If we see a statistically significant Monte Carlo test, we can determine that it is very unlikely that the spatial distribution is random. Rather, we could say with a fairly high certainty that there the values of our dependent variable are affected by their neighbors. That value is represented by the rho value in the result of our spatial autoregression model.
The map above shows how much influence the lagged means, or the weights of the neighbors times their value for “adopt05” exert on the dependent variable of each county. There seems to be a much stronger spatial influence in the central parts of the state, especially in the north central areas.

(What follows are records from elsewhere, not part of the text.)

PR #4398, opened 2023-05-31
[LETS-724] Define the process types for newHA

joohok:
http://jira.cubrid.org/browse/LETS-724

Purpose

Add process type managed by cub_master
- Transaction Server : HB_PTYPE_TRAN_SERVER
- Page Server : HB_PTYPE_PAGE_SERVER

After removing or replacing all legacy code, 
then I will remove the HB_PTYPE_SERVER, HB_PTYPE_COPYLOGDB, and HB_PTYPE_APPLYLOGDB.

### DIFF
--- a/src/connection/heartbeat.c
+++ b/src/connection/heartbeat.c
@@ -105,6 +105,10 @@ hb_process_type_string (int ptype)
 {
   switch (ptype)
     {
+    case HB_PTYPE_TRAN_SERVER:
+      return HB_PTYPE_TRAN_SERVER_STR;
+    case HB_PTYPE_PAGE_SERVER:
+      return HB_PTYPE_PAGE_SERVER_STR;
     case HB_PTYPE_SERVER:
       return HB_PTYPE_SERVER_STR;
     case HB_PTYPE_COPYLOGDB:
--- a/src/connection/heartbeat.h
+++ b/src/connection/heartbeat.h
@@ -59,12 +59,18 @@
 /* heartbeat resource process type */
 enum hb_proc_type
 {
-  HB_PTYPE_SERVER = 0,
-  HB_PTYPE_COPYLOGDB = 1,
-  HB_PTYPE_APPLYLOGDB = 2,
+  HB_PTYPE_PAGE_SERVER = 0,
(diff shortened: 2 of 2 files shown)


hornetmj (approved):

cristiarg (approved):

wrlawodms (commented):
Are the related codes with the process type changed later or just missed?
`hb_type_to_str()`, `hb_pack_server_name()`, `ha_argv_to_args()`, and more (I'm not sure).

joohok:
> Are the related codes with the process type changed later or just missed?
> `hb_type_to_str()`, `hb_pack_server_name()`, `ha_argv_to_args()`, and more (I'm not sure).

I understand what you mean. 

I plan to remove/change the codes related to existing process types at a later stage. 
Since they are still deeply intertwined with the untouched code, I have refrained from making any changes for now. 

It seems that the existing codes will be removed after the following steps are completed:

1. Adding process types. (This PR)
2. Executing the added process types. (Next PR)
   - `hb_pack_server_name ()` may be changed here. (this is called during starting up the process)
3. Implementing the jobs that the process types should perform. (Later)

wrlawodms (approved):
OK, it makes sense. 
It seems better to change here some codes not for behavior, but for definitions like: `hb_process_type_string()` and `hb_type_to_str()`. at your choice.

wrlawodms (approved):
OK, it makes sense. 
It seems better to change here some codes not for behavior, but for definitions like: `hb_process_type_string()` and `hb_type_to_str()`, though. at your choice.

joohok:
> OK, it makes sense.
> It seems better to change here some codes not for behavior, but for definitions like: `hb_process_type_string()` and `hb_type_to_str()`, though. at your choice.

OK, thanks.
`hb_type_to_str()` is only called when copylogdb and applylogdb is started. 

I want to focus on where the  `HB_PTYPE_SERVER` is used because it is the part relevant to  the issues. When it becomes possible to remove the parts related to `HB_PTYPE_APPLYLOGDB/COPYLOGDB`, I will proceed with removing the  `hb_type_to_str()`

From what we saw in the map of the dependent variable above, it seems that the areas where the percent of broadband adoption is greater also have large influence on their neighbors. Considering the physical infrastructure necessary to expand broadband networks, it isn’t surprising that the places where it is found are clustered together. Whether that clustering is significant and not random will be shown in the Monte Carlo simulation of our Moran’s I model.

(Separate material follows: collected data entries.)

PR #4400, opened 2023-06-01
[LETS-726] Start page server and transaction server within one node

joohok:
http://jira.cubrid.org/browse/LETS-726

Purpose

Both PS and TS should be started within one node when `cubrid hb start` command is executed. 

Implementation
- start PS and TS when 'cubrid hb start' command is executed
- us_hb_process_start () is called when `cubrid hb start` is executed
  - call stack : us_hb_process_start () -> process_server () -> process_servers_start_within_node ()
- process_servers_start_within_node ()
  - Use the existing process_server_start_single_node() and rename the function
  - if ha_mode is enabled, then start both PS and TS within one node
- is_server_running ()
  - requests information from commdb to determine if the server is running
  - commdb, in turn, requests cub_master to print out the status of all servers
    - define HA_PAGE_SERVER_FORMAT_STRING, HA_TRAN_SERVER_FORMAT_STRING in master_request.c
    - css_process_all_list_info (), prints out the servers currently running. 
  - commdb ~~checks~~ returns the output to the caller (check_server ())
  - check_server () checks if there is a server running from the information returned by commdb
- cub_server connects to cub_master
  - when server starts, cub_server tries to connect to cub_master after recovery in css_init ()
  - css_pack_message_to_master () 
    - message format : server type (Transaction or Page) + # (appended only if ha_mode is on) + db_name + ...


joohok:
ci tests are failed due to the enabled ha_mode in test_medium, sql_test

src/base/server_type.cpp
```diff
@@ -127,7 +127,14 @@ int init_server_type (const char *db_name)
       g_server_type = get_server_type_from_config (server_type_from_config);
     }
 
-  if (g_server_type == SERVER_TYPE_TRANSACTION && server_type_from_config == server_type_config::SINGLE_NODE)
+  if (g_server_type == SERVER_TYPE_TRANSACTION && !HA_DISABLED ())
+    {
+      /* TODO: Temporary implementation.
+       * This part will be addressed in LETS-721, and the system parameters will be automatically set.
+       */
+      setup_tran_server_params_on_single_node_config ();
```
joohok: I temporarily use this function to establish a connection between TS and PS.

src/executables/util_service.c
```diff
@@ -273,7 +273,7 @@ static int parse_arg (UTIL_SERVICE_OPTION_MAP_T * option, const char *arg);
 static int process_service (int command_type, bool process_window_service);
 static int process_server (int command_type, int argc, char **argv, bool show_usage, bool check_ha_mode,
 			   bool process_window_service);
-static int process_server_start_single_node (char *server_name, int command_type);
+static int process_servers_within_node (char *server_name, int command_type, bool ha_mode);
```
wrlawodms: as described
```suggestion
static int process_servers_start_within_node (char *server_name, int command_type, bool ha_mode);
```

src/executables/util_service.c
```diff
@@ -1770,10 +1770,13 @@ process_server (int command_type, int argc, char **argv, bool show_usage, bool c
 		{
 		  int pid;
 
-		  if (server_type_config::SINGLE_NODE ==
+		  if (util_get_ha_mode_for_sa_utils () != HA_MODE_OFF
```
wrlawodms, line 1774: Q. Why can't we use HA_DISABLED  or HA_GET_MODE ()?  I'm asking since `util_get_ha_mode_for_sa_utils` seems to mean it's for SA mode. I have to say that I don't really know the relevant code.

src/executables/util_service.c
```diff
@@ -1931,19 +1934,19 @@ process_server (int command_type, int argc, char **argv, bool show_usage, bool c
...
+process_servers_within_node (char *server_name, int command_type, bool ha_mode)
 {
   int status = NO_ERROR;
   int pid = 0;
 
   const char *args_page[] = { UTIL_CUBRID_NAME, "-t", "page", server_name, NULL };
   status = proc_execute (UTIL_CUBRID_NAME, args_page, false, false, false, &pid);
 
-  if (status == NO_ERROR && !is_server_running (CHECK_PAGE_SERVER, server_name, pid))
+  if (status == NO_ERROR && !is_server_running (ha_mode ? CHECK_HA_PAGE_SERVER : CHECK_PAGE_SERVER, server_name, pid))
```
wrlawodms, line 1957: Why do we have to use CHECK_HA_PAGE_SERVER, not reuse the CHECK_PAGE_SERVER? Why do we have to differentiate them?

src/connection/server_support.c
```diff
@@ -1821,19 +1826,20 @@ css_pack_message_to_master (const char *server_name)
     + strlen (pid_string) + 1;
   /* in order to prepend '#' or server type */
   message_size++;
+  if (!HA_DISABLED())
+    {
+      message_size++;
```
wrlawodms: How about adding a comment about what it's for?

src/connection/server_support.c
```diff
@@ -1821,19 +1826,20 @@ css_pack_message_to_master (const char *server_name)
     + strlen (pid_string) + 1;
   /* in order to prepend '#' or server type */
```
wrlawodms: should be revised. seems that it's now only for server type.

src/executables/master.c
```diff
@@ -444,26 +444,9 @@ receive_server_info (CSS_CONN_ENTRY * conn, unsigned short rid, std::string & db
...
-	{
-	  // HA mode on; only transaction servers connect.
-	  type = SERVER_TYPE_TRANSACTION;
-	  // Include '#' in the dbname; legacy requirement
-	  dbname = std::string (buffer, buffer_length);
-	}
-      else if (first_char == '$' || first_char == '%')
-	{
-	  // not really a server, it is copylogdb or applylogdb
-	  type = SERVER_TYPE_UNKNOWN;
```
wrlawodms, line 458: hmm.. I think you should keep it if you want to keep copylogdb and applyogdb code. Or you should delete others like in `css_process_all_list_info`. What do you think?

src/executables/commdb.c
```diff
@@ -548,7 +553,7 @@ process_server_info_pid (CSS_CONN_ENTRY * conn, const char *server, int server_t
 
 	      if (pid == 0)
 		{
-		  sprintf (search_pattern, "HA-Server %s (", server);
+		  sprintf (search_pattern, "HA-Tran-Server %s (", server);
```
wrlawodms: The comment above should be revised too.

src/executables/commdb.c
```diff
@@ -536,6 +536,11 @@ process_server_info_pid (CSS_CONN_ENTRY * conn, const char *server, int server_t
 	    case SERVER_TYPE_PAGE:
 	      sprintf (search_pattern, "Page-Server %s (", server);
 	      pid = search_server_pid (server_info, search_pattern);
+	      if (pid == 0)
```
wrlawodms: Q. What does it mean? and what's this for?

src/base/server_type.cpp
hornetmj: Nit:

for readability

```
if (g_server_type == SERVER_TYPE_TRANSACTION)
{
        if (!HA_DISABLED ())
        {
                ...
        }

        if (server_type_from_config == server_type_config::SINGLE_NODE)
        {
                ...
        }
}
```

hornetmj: And if ha_mode turns on, then the server_type cannot be set to single_node. It should be handle one of the following options:
1. explicit error
2. forcely update PTS

And it would be nice to add assert for this.

src/connection/server_support.c
hornetmj: If it is for the type, then it would be message_size += sizeof (type).

... I see the '(char) type' below. But this line is still not good readablilty.

src/connection/server_support.c
```diff
@@ -1821,19 +1826,20 @@ css_pack_message_to_master (const char *server_name)
...
   message_size++;
+  if (!HA_DISABLED())
+    {
+      message_size++;
+    }
 
   message.reserve (message_size);
 
-  if (!HA_DISABLED ())
+  message.append (1, '0' + ((char) type));
```
hornetmj, line 1832: ;ignore because I finally understand what you do.

Is there any reason to change the protocol format in the No-HA mode?

The previous code also send the server type in HA.

src/executables/commdb.c
hornetmj: Is there no way to identify HA-mode?

```
if (no-HA)
{
        call "Page-Server" style
}
else
{
        call "HA-Page-Server" style
}
```

src/executables/commdb.c
hornetmj: The comment above should be revised too.

src/executables/master.c
hornetmj: Nit:

How about enclose the codes related to the copylogdb and applylogdb to the your defined macro? For example

```
#if defined (DISABLE_COPYLOGDB_APPLYLOGDB)

#endif
```

Later you can easily delete this codes all together.

src/executables/master_request.c
```diff
@@ -408,7 +410,15 @@ css_process_all_list_info (CSS_CONN_ENTRY * conn, unsigned short request_id)
...
 	    {
 	    case '#':
-	      required_size += strlen (HA_SERVER_FORMAT_STRING);
+	      if (temp->server_type == SERVER_TYPE_TRANSACTION)
+		{
+		  required_size += strlen (HA_TRAN_SERVER_FORMAT_STRING);
+		}
+	      else
+		{
+		  /* SERVER_TYPE_PAGE */
```
hornetmj:
```suggestion
```

src/executables/util_service.c
hornetmj: Or change the description because consistency other process_* functions.

src/executables/utility.h
```diff
@@ -919,6 +919,8 @@ typedef struct _ha_config
 
 #define CHECK_SERVER              "Server"
 #define CHECK_HA_SERVER           "HA-Server"
+#define CHECK_HA_PAGE_SERVER      "HA-Page-Server"
+#define CHECK_HA_TRAN_SERVER      "HA-Tran-Server"
```
hornetmj: Nit:

make consistency between CHECK_HA_TRAN_SERVER and CHECK_TRANSACTION_SERVER.
1. CHECK_HA_TRAN_SERVER -> CHECK_HA_TRANSACTION_SERVER
2. or viceversa

hornetmj:
Don't spend too much time to solve the ci failures(to add a temp code for this). This project introduces new architecture. So, It is OK to block some part of regression in some period.

src/base/server_type.cpp
joohok: OK, I will handle it in #4383.

src/executables/commdb.c
joohok: server_info = "HA-page-server tdb (rel 12.0, pid 5523)" 
if pid is 0, then it fails to find pattern "Page-Server tdb (", and it means it can not find a pid. 
I'm now looking for more better way, because I just used the legacy code.

src/connection/server_support.c
joohok: OK, I will revise the comment. 
1827L was the comment for this. (`/* in order to prepend '#' or server type */`) 

protocol is,
server type (1 byte) + # (1 byte, for HA server) + dbname+ ..

src/executables/commdb.c
joohok: OK, Thanks.

src/executables/master.c
joohok: Hmm..I agree. I'll leave this code.
@hornetmj I think it is good idea, I will consider it

src/executables/util_service.c
joohok: All the part that check `ha_mode` in util_servce.c uses `util_get_ha_mode_for_sa_utils ()`.
I used everything to get ha_mode, such as `prm_get_integer_values (PRM_ID_HA_MODE)`, HA_DISABLED, HA_GET_MODE,.. but they always returns false (ha_mode=off). 

I am now analyzing the cause, and I will inform you once I have the results.

src/executables/util_service.c
joohok: `is_server_running()` function checks if there is a pattern matching `CHECK_PAGE_SERVER ("Page-Server")` in the process status information provided by cub_master, in order to determine whether the server is running or not.
And the status information is used to print out to the user.

Reusing the `CHECK_PAGE_SERVER` pattern means that cub_master should output the status information without distinguishing between HA and non-HA servers. Similar to how `oldHA` previously differentiated between the `server tdb (rel, pid)` and the `HA-server tdb (rel, pid)` in the output, the I distinguish between `CHECK_PAGE_SERVER` and `CHECK_HA_PAGE_SERVER` to provide the same functionality.

src/executables/utility.h
joohok: OK..!

src/executables/util_service.c
joohok: Done

joohok:
> Don't spend too much time to solve the ci failures(to add a temp code for this). This project introduces new architecture. So, It is OK to block some part of regression in some period.

I've confirmed that the CI tests are functioning properly with a simple modification. This issue will be resolved in http://jira.cubrid.org/browse/LETS-741.

src/executables/util_service.c
joohok: Sorry! Those are just information exchanged between `cub_master` and `comdb`. They are not shown to the user.

it seems better to follow your suggestion and not distinguish between HA and non-HA servers.

Analysis : 
I apologize for any confusion. From my understanding, even before the modifications, cub_master did differentiate between HA and non-HA servers and communicated this information to commdb. commdb then used this information to determine whether HA servers or non-HA servers were running.

If there is a scenario where both HA and non-HA servers can be running simultaneously, it would indeed be appropriate to make such distinctions. However, based on the current architecture, it seems that HA and non-HA servers cannot run simultaneously.

It is not possible to configure ha_mode on a per-database basis (`[@testdb]`), and it would also be strange to start an HA server and then turn off ha_mode to start another server. This is because it would require changing the statically configured configuration.

src/executables/util_service.c
joohok: Analysis : 
cubrid utility works as SA_MODE. (util_service.c)
So, if `ha_mode` is set to `ON`, then it sets `PRM_ID_HA_MODE_FOR_SA_UTILS_ONLY` to `ON` and use this parameter. (`util_get_ha_mode_for_sa_utils ()` can get the value for this parameter)

src/executables/commdb.c
joohok: Removed.

src/executables/util_service.c
wrlawodms: Thank you for the information!

wrlawodms (commented):
The token, '#', representing HA-Node, is really needed? Every code seems to ignore the token, at least in the modified code.

src/executables/util_service.c
hornetmj: Nit:
For the code consistency and save your time to analysis the code, I think you just follow the same approach like oldHA. The reason is I think you can find same problem in the next issues. It consumes un-expected time and make slower the progression. I don't mean this process is not worthfull(rather, it is very important. But we need to focus on more important things.). I think it would be better comment on about what to do and handle it later.

src/base/server_type.cpp
```diff
@@ -127,7 +127,14 @@ int init_server_type (const char *db_name)
...
+    }
+  else if (g_server_type == SERVER_TYPE_TRANSACTION && server_type_from_config == server_type_config::SINGLE_NODE)
```
hornetmj: Is it needed to check g_server_type == SERVER_TYPE_TRANSACTION twice?

src/connection/server_support.c
```diff
@@ -1797,6 +1799,9 @@ css_pack_message_to_master (const char *server_name)
   char pid_string[16];
   std::string message;
 
+  SERVER_TYPE type = get_server_type ();
+  assert (type == SERVER_TYPE_TRANSACTION || type == SERVER_TYPE_PAGE);
```
hornetmj, line 1804: How about move this assert in the set_server_type()?

src/connection/server_support.c
```diff
@@ -1819,21 +1824,25 @@ css_pack_message_to_master (const char *server_name)
   size_t message_size =
     strlen (server_name) + 1 + strlen (rel_major_release_string ()) + 1 + strlen (env_name) + 1
     + strlen (pid_string) + 1;
-  /* in order to prepend '#' or server type */
+
+  /* in order to prepend a server type (1 byte char)*/
```
hornetmj: How about comment the payload format on together? like

| server_type (1-byte) | #db_name (1-byte + strlen(db_name) | ...

And remove "In order to prepend ..." comments.

src/executables/util_service.c
joohok: @hornetmj  
Thanks. I understand what you mean. 

~~I think it would be better to proceed with these modifications just for now, since this part is limited to communication between `cub_master` and `commdb`. When we start handling the information between cub_master and cub_server during communication (probably from the next PR), I would like to follow your opinion and focus on the key aspects as much as possible. What do you think?~~

joohok:
> The token, '#', representing HA-Node, is really needed? Every code seems to ignore the token, at least in the modified code.

The '#' token is still being used in cub_master. It is used to differentiate HA servers among the servers registered in cub_master, particularly when killing servers or terminating slave servers. (IS_MASTER_CONN_NAME_HA_SERVER())

src/executables/util_service.c
joohok: TO SUMMARY! 

It seems appropriate to proceed with @hornetmj  suggestion. Initially, I removed the distinction by removing `CHECK_HA_PAGE_SERVER` since I thought that non-HA servers and HA servers cannot be running simultaneously. However, I discovered *exceptional situations where both servers can be running simultaneously. It is possible that these situations were already considered in the oldHA, or it might be a new scenario. Instead of analyzing these exceptions, it might be better to focus on implementing the required functionality.

*Exceptional situations:

1. Session 1 (Terminal 1) and Session 2 (Terminal 2) have different `$CUBRID` 
    - by different commit number or something
2. In each session, both HA server and non-HA server are executed.
3. When checking the status of the Cubrid server, it is observed that both servers are running.
   - Same cub_master manages both servers

@hornetmj  @wrlawodms  what do you think?

src/base/server_type.cpp
joohok: This is refactored in #4383.

Above implementation is just temporary implementation to avoid runtime error.

src/connection/server_support.c
joohok: then it needs refactoring I think. 

The g_server_type is not only changed using the set_server_type() function, but there are also direct modifications to it. That is why the assert statement is placed here.

src/connection/server_support.c
joohok: OK, it will be more clear

src/executables/util_service.c
hornetmj: @joohok I sorry to make you confution. The guideline is not for collecting other opinions. I just want for you to save the time and focus more important and difficult tasks like supporting fail-over and split-brain mechanism perfectly. Additionally, the sooner the newha function is supported, the sooner QA testing and user-level test verification can be introduced, and the more effective it can be to derive and find overall problems. Therefore, I ask that you minimize unnecessary analysis and proceed with a focus on key features. However, please leave a clear comment on the part that needs to be reviewed later.

joohok: OK, then I will 
1) rollback these changes, 
2) leave a comment about what to do, (remove distinction between non-HA server and HA-server)
3) and make an issue and link to this issue to track.

hornetmj: Nit:

About 3. it depends on you. I think it is enough to leave comments with a keywords like 'JOHOK TODO'. Because you can open a issue grouping several comments later.

joohok: OK, I agree.

src/connection/server_support.c
```diff
@@ -1816,24 +1821,27 @@ css_pack_message_to_master (const char *server_name)
     */
 
   sprintf (pid_string, "%d", getpid ());
+
+  /* | server_type (1 byte) | '#' if HA-mode enabled (1 byte) | server_name | release string | env_name | pid | */
```
wrlawodms, line 1826: The comment should match the order of definition of `message_size`.
```suggestion
  /* | server_type (1 byte) | server_name | '#' if HA-mode enabled (1 byte) | release string | env_name | pid | */
```

wrlawodms: Or the order in the definition of `message_size` according to the order of those are appended.

src/executables/util_service.c
wrlawodms: I understand that old-HA distinguishes the non-HA server and HA-server, but what is it for? Is it valid for NewHA?

src/executables/master_request.c
```diff
@@ -66,6 +66,12 @@
 
 #define SERVER_FORMAT_STRING " %s-Server %s (rel %s, pid %d)\n"
 #define HA_SERVER_FORMAT_STRING " HA-Server %s (rel %s, pid %d)\n"
+/* TODO by Joohok
+ * if there is no need to distinguish between HA-server and nonHA-Server,
```
wrlawodms: When is the time? What is the requirements? It can be handled by other and should be understandable.

src/connection/server_support.c
joohok: I will make sure to align 
 the actual order in which the components are appended, 
 the order in which the component sizes are added in the `message_size`, 
and the order described in the comments.

src/executables/master_request.c
joohok: OK

src/executables/util_service.c
joohok: @wrlawodms 

> I understand that old-HA distinguishes the non-HA server and HA-server, but what is it for?

The current implementation distinguishes between nonHA servers and HA servers for only one reason.

It is only used for users to determine whether the currently running server is an HA server or a nonHA server based on the output of the `cub_commdb -O` command. There doesn't seem to be any other purpose or utility for it.

I think it would be valid for newHA as well, 
In terms of 
1) providing the same user experience and 
2) being able to catch bugs like the one below analysis 

Analysis :
HA servers and nonHA servers with the same name cannot be started simultaneously.
An example of a problem scenario when not distinguishing between HA servers and non-HA servers is as follows.
(used exceptional case mentioned in https://github.com/CUBRID/cubrid/pull/4400/files#discussion_r1224092830 )

**Situation :** 
Terminal 1: Create a nonHA server named testdb.
Terminal 2: Create an HA server named testdb.
1. In terminal 1, Start testdb as nonHA.
2. In ternminal 2, Execute "cubrid hb start" and the node's state becomes Master.
   - Without distinguishing between HA and nonHA, it is assumed to provide HA services because HB utility assumes that the HA server is already running..
3. Connect to the server in Terminal 2 and perform transactions. 
   - Since they use the same cub_master, it is possible to connect to the server started in Terminal 1.

**Issue:**
The user assumes that they connected to the HA server and performed the transaction, believing that replication has taken place. However, in reality, they connected to the non-HA server and performed the transaction.

**conclusion:**
By distinguishing between HA servers and nonHA servers, such bugs can be addressed. It can also be applied to newHA.
For example, when executing "cubrid hb start," it can check if a server with the same name already exists and, if so, kill the existing server and start the HA server instead.

src/executables/master_request.c
joohok: I'll revise this comment when the https://github.com/CUBRID/cubrid/pull/4400/files#r1227358257 
discussion is concluded

src/executables/util_service.c
hornetmj: @joohok Disccussed off-line, I think customers have no experience the scenario you mentioned(but, need to check). So, there is other chance like block starting non-ha server in ha_mode=on. Let's consider it later.

src/connection/server_support.c
hornetmj: only one place init_server_type().

joohok: ~~OK, then I will move this assertion to set_server_type ()
In init_server_type (), it also add assertion (at get_server_type_from_config ()) when setting the g_server_type.~~

I believe there should be an assertion here. This is because someone may accidentally call this function (`css_pack_message_to_master ()`) before `g_server_type` being set to PAGE_SERVER or TRANSACTION_SERVER (default is TYPE UNKNOWN).

src/connection/server_support.c
wrlawodms: GOOD

joohok: Done, by adding `ha_token_size`

src/executables/util_service.c
wrlawodms: @joohok Thank you for the elaboration. 
> providing the same user experience and

Agreed.

> being able to catch bugs like the one below analysis

I don't think we need to address that kind of potential wrong behavior which has been since the develop branch.

wrlawodms (approved):

src/transaction/boot_sr.c
```diff
@@ -2263,13 +2263,6 @@ boot_restart_server (THREAD_ENTRY * thread_p, bool print_restart, const char *db
       goto error;
     }
 
-  if (get_server_type () == SERVER_TYPE_PAGE && !HA_DISABLED ())
-    {
-      er_set (ER_ERROR_SEVERITY, ARG_FILE_LINE, ER_INCOMPATIBLE_SERVER_TYPE_HA_CONFIG, 0);
```
cristiarg, line 2268: Nit.
I think that `ER_INCOMPATIBLE_SERVER_TYPE_HA_CONFIG` is not used anywhere else.

src/executables/utility.h
```diff
@@ -919,6 +919,12 @@ typedef struct _ha_config
 
 #define CHECK_SERVER              "Server"
 #define CHECK_HA_SERVER           "HA-Server"
+/* TODO by Joohok
+ * if there is no need to distinguish between HA-server and nonHA-Server,
+ * remove CHECK_HA_PAGE_SERVER and CHECK_HA_TRANSACTION_SERVER
+ */
+#define CHECK_HA_PAGE_SERVER      "HA-Page-server"
+#define CHECK_HA_TRANSACTION_SERVER      "HA-Transaction-server"
 #define CHECK_PAGE_SERVER         "Page-Server"
```
cristiarg, line 924: We have the following working modes intended for Cubrid server - these are possible in CS (client-server) mode only:
1. the monolithic server, non-HA
    - this should be kept
2. the monolithic server, (old)HA
    - this is to be replaced by (new)HA based on 3; and this one only works in "single-node" configuration - one xTS and one PS under the same `cub_master` and the same OS-user with the same database (out of which only PS actually touches the database files, and the xTS can only create some temporary volumes and a meta-log - to be seen if this is in place yet, I think not)
3. scalability mode, non-HA - this will be the [infinitely] horizontally scalable architecture (of course, once we manage to validate it)
    - newly introduced and what we are currently using and running to prove the architecture

And these modes are in no way composable.
I am not aware of others.

So, in fact the NewHA is actually a combination of "Transaction-Server" and "Page-Server" + plus the "single node" boolean flag.
I think there should be some functions which just provide identification strings such as "HA-Page-server" based on the existing `CHECK_PAGE_SERVER` and `CHECK_TRANSACTION_SERVER` macros, plus a new
```
#define CHECK_NEW_HA_MNEMONIC "(HA)"
```
mnemonic which is to be defined. The function will take the `single_node` flag to either assemble the identification strings for non-HA scalability (when false) or for new-HA (when true).
And `CHECK_HA_SERVER` must be deleted.
And also `CHECK_HA_PAGE_SERVER` and `CHECK_HA_TRANSACTION_SERVER` are not needed.

src/executables/util_service.c
cristiarg: My 2cents.
The way I understand the various configurations in which CUBRID can be run, they are almost endless.

For example, for Scale-Out tests we've been running with multiple servers on the same machine (ATS, PSs, PTSs) but each server runs under a different user with its own `cub_master` and they are separating by separating the `cub_master` ports and application server ports (for the xTSs).

Also the general tendency is to migrate to running in virtual machines/containers where each server will be isolated via OS-level "borders" (ie: kernel namespaces) from other servers running on the same physical machine. So we should not stumble upon these details.

The scenarios described above - where the same `testdb` server - is run in both non-HA and HA should not be possible.
This is because in `databases.txt` the unique server identification is the database name.
```
Terminal 1: Create a nonHA server named testdb.
Terminal 2: Create an HA server named testdb.

In terminal 1, Start testdb as nonHA.
In ternminal 2, Execute "cubrid hb start" and the node's state becomes Master.
Without distinguishing between HA and nonHA, it is assumed to provide HA services because HB utility assumes that the HA server is already running..
Connect to the server in Terminal 2 and perform transactions.
Since they use the same cub_master, it is possible to connect to the server started in Terminal 1.
```
This scenario should not be possible. Step 2 - `cubrid hb start` - should already result in an error.

Single node was added specifically to "break" this rule and allow 2 servers (a xTS and a PS) to execute under the same `cub_master` and the same OS user with the same database name.

src/executables/util_service.c
cristiarg: I will refer to http://jira.cubrid.org/browse/LETS-139.
Single node was introduced with no other apparent purpose than to allow a simple execution of both ATS (at that time there was no PTS) and PS under the same roof (same database and same OS-user).

However, experience showed that, with the addition of PTS this "single node" mode did not receive too much use. Actually we have not used it in practice. We have some tests though.

Why don't we adopt (with a rename later maybe) this "single node" mode of execution specifically for NewHA?

Would that not simplify things? (see also comment about different working modes from the current review).
I mean:
- monollithic: no-scalability, no single node ==>> classical server
- scalability per se: scalability, no single node ==>> well, scalability
- NewHA, scalability, single node ==> HA

The only drawback I see is that HA will only be able to run with a xTS+PS on the same physical machine. But that is the case even now with the HA+monolithic server.
If the user wants more "scaling", there is Scalability mode where each server can be run under its own physical machine.

cristiarg (approved):
I do not want to add more fuel to the fire.
I approved but I also added some questions which I think are relevant. Thank you.

src/connection/server_support.c
hornetmj: @joohok I agreed.

hornetmj (approved):

src/executables/util_service.c
joohok: Thank you for providing detailed explanations. 
> This scenario should not be possible. Step 2 - cubrid hb start - should already result in an error.

I completely agree. The scenario should not be possible. It requires modifications in the develop branch to block above scenario.

src/transaction/boot_sr.c
joohok: Thanks, then it can be removed

src/executables/utility.h
joohok: It seems that the goal is to assemble an identification string for the NewHA TS and PS based on the currently used mode and the single_node flag.
Transaction-Server + single_node flag = `CHECK_HA_TRANSACTION_SERVER` 
Page-Server + single_node flag = `CHECK_HA_PAGE_SERVER`

This identification string is used in the utility process (`cubrid`), commdb process, and cub_master. It's uncertain whether it's better to assemble this string every time in each process or not.

Based on the feedback provided in https://github.com/CUBRID/cubrid/pull/4400#discussion_r1227850948 and this comment, it seems necessary to consider the usage of the single-node flag again. This should be carefully considered and I'll make an issue to be linked to sub-task.

Thanks for your elaboration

Global Moran’s I for regression residuals
Model: lm(formula = reg.eq1, data = KYMap)
Moran I statistic standard deviate = 4.1204, p-value = 0.00001891
Alternative hypothesis: greater
Observed Moran I Expectation Variance
0.226727978 -0.010564525 0.003316559
The global Moran’s I measures global spatial association by analyzing the region as a whole. The test can tell us if there is clustering, by giving the observed Moran’s value vs the expected. However this in itself cannot tell where the clustering is happening, or how significant the clusters are.
Monte-Carlo simulation of Moran I
Number of simulations + 1: 10001
Statistic = 0.25606, observed rank = 10001, p-value = 0.00009999
Alternative hypothesis: greater
By running 10000 additional simulations that randomize the data, we are able to see that the likelihood we would achieve the observed Moran’s I value that we found if the data were random is much less than .05% (p-value = 0.00009999). This means the clustering found here is statistically significant, and not random.
After analyzing the regression model of “adopt05” by “medage” in a spatial autoregression model, I would infer because there is statistically significant spatial clustering of our dependent value and significant influence of the independent measure upon the dependent measure in our model, that we would be very likely to find that in the general population across these areas. However, it does not seem to explain as large of a portion of the variability, or exert as strong of an influence as I thought it might from the original regression model. I would like to explore other variables such as other levels of physical infrastructure in a spatial model, such as the percent of paved roads, or perhaps the infrastructure of municipal utilities offered. I would also like to add the variable of race and ethnicity, to see if there is an inequality of services offered by race.